START RECORD EXCERPTS
PR #245, opened 2026-05-25
ci(perf-qwen3.5-agentic): route to gb200-4gpu-perf runner

zhyncs:
Switches the qwen3.5 agentic perf task from the shared `gb200-4gpu` pool to the dedicated `gb200-4gpu-perf` pool so the multi-turn sweep doesn't contend with other gb200-4gpu jobs and runs on a node tuned for perf measurements.


zhyncs:
https://github.com/lightseekorg/tokenspeed/actions/runs/26382239666/job/77653660637?pr=245

minedec (approved):

PR #261, opened 2026-05-26
fix(deepseek): guard missing quant weight_block_size

mesaleh:
## Summary

- use `getattr(..., "weight_block_size", None)` before reading `quant_config.weight_block_size`
- keep the existing default `quant_block_size = 1` behavior when the quant config does not expose that attribute

## Motivation

Some quantization config implementations do not define `weight_block_size`. The current DeepSeek/Kimi loader path assumes the attribute exists before indexing it, which can fail during NVFP4 model loading.

## Validation

- `python3 -m compileall -q python/tokenspeed/runtime/models/deepseek_v3.py`
- Hit and validated locally while bringing up Kimi K2.6 NVFP4 under TokenSpeed

### DIFF
--- a/python/tokenspeed/runtime/models/deepseek_v3.py
+++ b/python/tokenspeed/runtime/models/deepseek_v3.py
@@ -1460,11 +1460,11 @@ class DeepseekV3ForCausalLM(BaseCausalLM):
                     "q_a_proj" in name or "kv_a_proj_with_mqa" in name
                 ):
                     quant_block_size = 1
-                    if (
-                        self.quant_config is not None
-                        and self.quant_config.weight_block_size is not None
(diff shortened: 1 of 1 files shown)


mesaleh:
I checked this after the stale auto-close. No need to reopen this PR now: the same loader guard is already present on current `main` via #444 (`feat(moe): add trtllm mxint4...`), merged 2026-06-14.

Current `python/tokenspeed/runtime/models/deepseek_v3.py` now uses `getattr(self.quant_config, "weight_block_size", None)` at this fused q/kv_a loader path, so the missing-attribute failure this PR targeted is covered upstream.

I am leaving this closed to avoid duplicating an already-merged fix.

PR #264, opened 2026-05-26
ci(perf): add 1m perf bench for qwen3.5

minedec:
## Summary
Add a 1M-context perf bench for Qwen3.5-397B-A17B-NVFP4 on TokenSpeed. Manual-trigger only on `b200-8gpu`.

- New CI task `qwen3.5-397b-a17b-nvfp4-evalscope-longctx`:
  - Drives the server with `evalscope perf` against four prompt lengths (128k / 256k / 512k / 1024k), each replayed for multiple runs, generating 1024 output tokens with greedy decoding.
  - Results are aggregated after the sweep, and surfaced via the GitHub step summary.
- New `test/long_context_benchmark/`:
  - `tokenspeed/collect_outputs.py`: walks the per-run / per-length output tree and produces a per-prompt-len table of `TPS/user`, `Avg AR`, and `Total Throughput`. 

## Test Plan
- Full multi-run B200 execution will be triggered through the manual workflow.


minedec:
> @minedec Let's use https://huggingface.co/datasets/lightseekorg/long-context/tree/main instead

ok

tuanzhangCS (approved):

PR #269, opened 2026-05-26
feat(engine): add pause_generation / continue_generation API

qywu:
## Summary
- Adds `POST /pause_generation` (modes: `abort`, `retract`, `in_place`) and `POST /continue_generation` endpoints, mirroring SGLang's RL training API
- `abort`: aborts all in-flight requests, then halts scheduling
- `in_place`: halts scheduling without touching running requests (KV cache stays valid; for in-place weight updates)
- `retract`: halts scheduling (full running→waiting retraction requires C++ scheduler `bulk_retract()` — tracked as TODO)
- Exposed as Python API on `Engine` and as HTTP routes on the PD mini load balancer

## Does it need scheduler modification?
`abort` and `in_place` modes are pure Python changes. `retract` mode needs a new C++ scheduler API (`bulk_retract_running()` or similar) to atomically move all running requests back to the waiting queue with their KV cache pages retained. That is left as a follow-up.

## Test plan
- [ ] `engine.pause_generation(mode="abort")` aborts all requests and blocks new scheduling
- [ ] `engine.continue_generation()` resumes scheduling
- [ ] `engine.pause_generation(mode="in_place")` halts new batches without aborting running ones
- [ ] PD mini-LB routes forward to both prefill and decode servers

### DIFF
--- a/python/tokenspeed/runtime/engine/event_loop.py
+++ b/python/tokenspeed/runtime/engine/event_loop.py
@@ -935,6 +935,8 @@ class EventLoop:
         while True:
             self._process_new_requests()
             self._commit_cache_results()
+            if self.request_handler.is_paused:
+                continue
             execution_plan = self.scheduler.next_execution_plan()
             self._publish_scheduler_kv_events()
             self._submit_cache_ops(execution_plan)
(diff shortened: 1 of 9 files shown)


qywu:
Superseded by cleaner branch — recreating to drop accidental FP8 MoE commits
END RECORD EXCERPTS
= TASK INSTRUCTIONS =
Write out all the entries once more, exactly.

= EXERCISE RESULT =
PR #245, opened 2026-05-25
ci(perf-qwen3.5-agentic): route to gb200-4gpu-perf runner

zhyncs:
Switches the qwen3.5 agentic perf task from the shared `gb200-4gpu` pool to the dedicated `gb200-4gpu-perf` pool so the multi-turn sweep doesn't contend with other gb200-4gpu jobs and runs on a node tuned for perf measurements.


zhyncs:
https://github.com/lightseekorg/tokenspeed/actions/runs/26382239666/job/77653660637?pr=245

minedec (approved):

PR #261, opened 2026-05-26
fix(deepseek): guard missing quant weight_block_size

mesaleh:
## Summary

- use `getattr(..., "weight_block_size", None)` before reading `quant_config.weight_block_size`
- keep the existing default `quant_block_size = 1` behavior when the quant config does not expose that attribute

## Motivation

Some quantization config implementations do not define `weight_block_size`. The current DeepSeek/Kimi loader path assumes the attribute exists before indexing it, which can fail during NVFP4 model loading.

## Validation

- `python3 -m compileall -q python/tokenspeed/runtime/models/deepseek_v3.py`
- Hit and validated locally while bringing up Kimi K2.6 NVFP4 under TokenSpeed

### DIFF
--- a/python/tokenspeed/runtime/models/deepseek_v3.py
+++ b/python/tokenspeed/runtime/models/deepseek_v3.py
@@ -1460,11 +1460,11 @@ class DeepseekV3ForCausalLM(BaseCausalLM):
                     "q_a_proj" in name or "kv_a_proj_with_mqa" in name
                 ):
                     quant_block_size = 1
-                    if (
-                        self.quant_config is not None
-                        and self.quant_config.weight_block_size is not None
(diff shortened: 1 of 1 files shown)


mesaleh:
I checked this after the stale auto-close. No need to reopen this PR now: the same loader guard is already present on current `main` via #444 (`feat(moe): add trtllm mxint4...`), merged 2026-06-14.

Current `python/tokenspeed/runtime/models/deepseek_v3.py` now uses `getattr(self.quant_config, "weight_block_size", None)` at this fused q/kv_a loader path, so the missing-attribute failure this PR targeted is covered upstream.

I am leaving this closed to avoid duplicating an already-merged fix.

PR #264, opened 2026-05-26
ci(perf): add 1m perf bench for qwen3.5

minedec:
## Summary
Add a 1M-context perf bench for Qwen3.5-397B-A17B-NVFP4 on TokenSpeed. Manual-trigger only on `b200-8gpu`.

- New CI task `qwen3.5-397b-a17b-nvfp4-evalscope-longctx`:
  - Drives the server with `evalscope perf` against four prompt lengths (128k / 256k / 512k / 1024k), each replayed for multiple runs, generating 1024 output tokens with greedy decoding.
  - Results are aggregated after the sweep, and surfaced via the GitHub step summary.
- New `test/long_context_benchmark/`:
  - `tokenspeed/collect_outputs.py`: walks the per-run / per-length output tree and produces a per-prompt-len table of `TPS/user`, `Avg AR`, and `Total Throughput`. 

## Test Plan
- Full multi-run B200 execution will be triggered through the manual workflow.


minedec:
> @minedec Let's use https://huggingface.co/datasets/lightseekorg/long-context/tree/main instead

ok

tuanzhangCS (approved):

PR #269, opened 2026-05-26
feat(engine): add pause_generation / continue_generation API

qywu:
## Summary
- Adds `POST /pause_generation` (modes: `abort`, `retract`, `in_place`) and `POST /continue_generation` endpoints, mirroring SGLang's RL training API
- `abort`: aborts all in-flight requests, then halts scheduling
- `in_place`: halts scheduling without touching running requests (KV cache stays valid; for in-place weight updates)
- `retract`: halts scheduling (full running→waiting retraction requires C++ scheduler `bulk_retract()` — tracked as TODO)
- Exposed as Python API on `Engine` and as HTTP routes on the PD mini load balancer

## Does it need scheduler modification?
`abort` and `in_place` modes are pure Python changes. `retract` mode needs a new C++ scheduler API (`bulk_retract_running()` or similar) to atomically move all running requests back to the waiting queue with their KV cache pages retained. That is left as a follow-up.

## Test plan
- [ ] `engine.pause_generation(mode="abort")` aborts all requests and blocks new scheduling
- [ ] `engine.continue_generation()` resumes scheduling
- [ ] `engine.pause_generation(mode="in_place")` halts new batches without aborting running ones
- [ ] PD mini-LB routes forward to both prefill and decode servers

### DIFF
--- a/python/tokenspeed/runtime/engine/event_loop.py
+++ b/python/tokenspeed/runtime/engine/event_loop.py
@@ -935,6 +935,8 @@ class EventLoop:
         while True:
             self._process_new_requests()
             self._commit_cache_results()
+            if self.request_handler.is_paused:
+                continue
             execution_plan = self.scheduler.next_execution_plan()
             self._publish_scheduler_kv_events()
             self._submit_cache_ops(execution_plan)
(diff shortened: 1 of 9 files shown)


qywu:
Superseded by cleaner branch — recreating to drop accidental FP8 MoE commits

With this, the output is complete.